Nondestructive ultrasound evaluation of microstructure-related material parameters of skeletal muscle: an in silico and in vitro study

Direct and nondestructive assessment of material properties of skeletal muscle in vivo shall advance our understanding of intact muscle mechanics and facilitate personalized interventions. However, this is challenged by intricate hierarchical microstructure of the skeletal muscle. We have previously regarded the skeletal muscle as a composite of myofibers and extracellular matrix (ECM), formulated shear wave propagation in the undeformed muscle using the acoustoelastic theory, and preliminarily demonstrated that ultrasound-based shear wave elastography (SWE) could estimate microstructure-related material parameters (MRMPs): myofiber stiffness μf, ECM stiffness μm, and myofiber volume ratio Vf. The proposed method warrants further validation but is hampered by the lack of ground truth values of MRMPs.
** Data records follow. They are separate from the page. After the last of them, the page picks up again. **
Issue #888, opened 2024-08-19
[DSPL] allowing external Microphones


hawkina:
**Issue**
This year it was very sponteniously decided during the setup days, to allow teams to use external microphones on the Toyota HSR. This rule was implemented as follows: 
- people are allowed to add an external microphone to the HSR via USB/AUX
- It can be mounted on the robot
- It can be a wireless microphone which can be handed to the referee
- It is allowed to keep using the build-in HSR microphone - this gave 15 extra points - correct me if I am wrong

**Points for discussion:** 
- I think we can all agree that keeping this rule makes sense moving forward since the HSR otherwise suffers a lot in the competition and teams otherwise have not much that they can do about it.
- Should using the build in mic give more bonus points since it is a huge difference and teams which manage to use it well consistently deserve these?
- are wireless microphones still allowed? These increase the audio quality very much, but if this is allowed in DSPL it should also be allowed in OPL.
- should there be a point deduction / penalty for using wireless microphones if they are handed to the referee/volunteer?

ARTenshi:
Maybe, towards moving the HSR to OPL league in the next couple of years, we should allow any modification next year for the DSPL as a bridge towards this goal.

hawkina:
> Maybe, towards moving the HSR to OPL league in the next couple of years, we should allow any modification next year for the DSPL as a bridge towards this goal.

Attaching something simple as a mic is one thing, modifying and taking apart the robot a whole other. I understand wanting to move towards OPL in the long term but for now this would defeat the entire purpose of even having DSPL. I think we can make it clear that the future would be a merge between DSPL and OPL but this should be a gradual process and we should probably announce it a few years in advance. I mean, whoever has the resources, can already do this and just participate in OPL instead.
Allowing all modifications is too big of a change with just one year warning time.

johaq:
So, I am against using wireless mics. They also don't seem to be necessary judging from team performances especially when allowing an external mic.

Wrt allowing general modifications: I am against allowing this generally. But I am certainly open to hearing more suggestions for possible modifications. But for now I think all of those modifications need to be in the rulebook and not a general permission.

sunava:
[...]

PR #919, opened 2024-11-25
allowing hsr microphone

sunava:
## A new subsection to the External Devices section that formalizes the use of external microphones on the Toyota HSR has been added.

Specifies the conditions under which external microphones can be used, including USB/AUX connections, wireless options, and the use of the built-in microphone.
Closes issue # [888](https://github.com/RoboCupAtHome/RuleBook/issues/888)


LeroyR (approved):

sunava:
> Do we have (do we need?) any macro or special layout to mark rules as HSR only?

i think for the start signal @johaq  wanted the rule to be hsr specific, microphone idk

LeroyR (changes requested):
Move to some HSR section.
Also this is not an external device :D

sunava:
> Move to some HSR section. Also this is not an external device :D

is it not :D upsi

In this study, we presented analytical and experimental validations of the proposed method using finite-element (FE) simulations and 3D-printed hydrogel phantoms, respectively. Three combinations of different physiologically relevant MRMPs were used in the FE simulations where shear wave propagations in the corresponding composite media were simulated. Two 3D-printed hydrogel phantoms with the MRMPs close to those of a real skeletal muscle (i.e., μf=2.02kPa, μm=52.42kPa, and Vf=0.675,0.832) for ultrasound imaging were fabricated by an alginate-based hydrogel printing protocol that we modified and optimized from the freeform reversible embedding of suspended hydrogels (FRESH) method in literature. Average percent errors of (μf,μm,Vf) estimates were found to be (2.7%,7.3%,2.4%) in silico and (3.0%,8.0%,9.9%) in vitro. This quantitative study corroborated the potential of our proposed theoretical model along with ultrasound SWE for uncovering microstructural characteristics of the skeletal muscle in an entirely nondestructive way.